# [Try it]
Each record should be returned exactly as it is written.

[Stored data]
PR #428, opened 2026-06-17
feat(train): optional torch.compile of flow-matching module for pi05/pi07

WilliamYue37:
## What this does

Adds a **`torch.compile` path for training** (⚡️ Performance), wired for **π₀.₅ and π₀.₇** and **on by default** for them.

Two new fields on `PreTrainedConfig`:

- `use_torch_compile: bool` — base default `False`; **overridden to `True` on `PI05Config` and `PI07LowLevelConfig`** (the two policies wired for it), so pi05/pi07 training compiles by default. Other policies stay eager (no behaviour change for them). Set `--policy.use_torch_compile=false` to opt out.
- `torch_compile_mode: str = "default"`

When enabled, `PreTrainedPolicy.maybe_compile_for_training()` compiles the inner **flow-matching module** (`self.model` — `PI05FlowMatching` / `PI07LowLevelFlowMatching`), not the policy wrapper. The wrapper's `forward` does tokenization / normalization / `.cpu().tolist()` / numpy / string work that would only graph-break, while `self.model.forward` is the heavy two-pass transformer (backbone prefix + action-expert) that actually benefits.

Key implementation choices:

- **In-place `nn.Module.compile()`, not `model = torch.compile(model)`.** The in-place form swaps only the submodule's `__call__` dispatch — it does **not** wrap the module in an `OptimizedModule` and does **not** prefix `state_dict` keys with `_orig_mod.`. So `policy.parameters()` and the on-disk checkpoint layout are unchanged: the optimizer built afterwards sees the same params, and resume / `from_pretrained` stay compatible with existing (uncompiled) checkpoints.
- Because `nn.Module.compile()` only intercepts `__call__`, the two policies' training forward was switched from `self.model.forward(...)` to `self.model(...)` (a direct `.forward()` call bypasses the compiled dispatch and would silently no-op the compile). No hooks are registered on `self.model`, so this is numerically identical when compile is off (verified below).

# [Completed exercise]
PR #428, opened 2026-06-17
feat(train): optional torch.compile of flow-matching module for pi05/pi07

WilliamYue37:
## What this does

Adds a **`torch.compile` path for training** (⚡️ Performance), wired for **π₀.₅ and π₀.₇** and **on by default** for them.

Two new fields on `PreTrainedConfig`:

- `use_torch_compile: bool` — base default `False`; **overridden to `True` on `PI05Config` and `PI07LowLevelConfig`** (the two policies wired for it), so pi05/pi07 training compiles by default. Other policies stay eager (no behaviour change for them). Set `--policy.use_torch_compile=false` to opt out.
- `torch_compile_mode: str = "default"`

When enabled, `PreTrainedPolicy.maybe_compile_for_training()` compiles the inner **flow-matching module** (`self.model` — `PI05FlowMatching` / `PI07LowLevelFlowMatching`), not the policy wrapper. The wrapper's `forward` does tokenization / normalization / `.cpu().tolist()` / numpy / string work that would only graph-break, while `self.model.forward` is the heavy two-pass transformer (backbone prefix + action-expert) that actually benefits.

Key implementation choices:

- **In-place `nn.Module.compile()`, not `model = torch.compile(model)`.** The in-place form swaps only the submodule's `__call__` dispatch — it does **not** wrap the module in an `OptimizedModule` and does **not** prefix `state_dict` keys with `_orig_mod.`. So `policy.parameters()` and the on-disk checkpoint layout are unchanged: the optimizer built afterwards sees the same params, and resume / `from_pretrained` stay compatible with existing (uncompiled) checkpoints.
- Because `nn.Module.compile()` only intercepts `__call__`, the two policies' training forward was switched from `self.model.forward(...)` to `self.model(...)` (a direct `.forward()` call bypasses the compiled dispatch and would silently no-op the compile). No hooks are registered on `self.model`, so this is numerically identical when compile is off (verified below).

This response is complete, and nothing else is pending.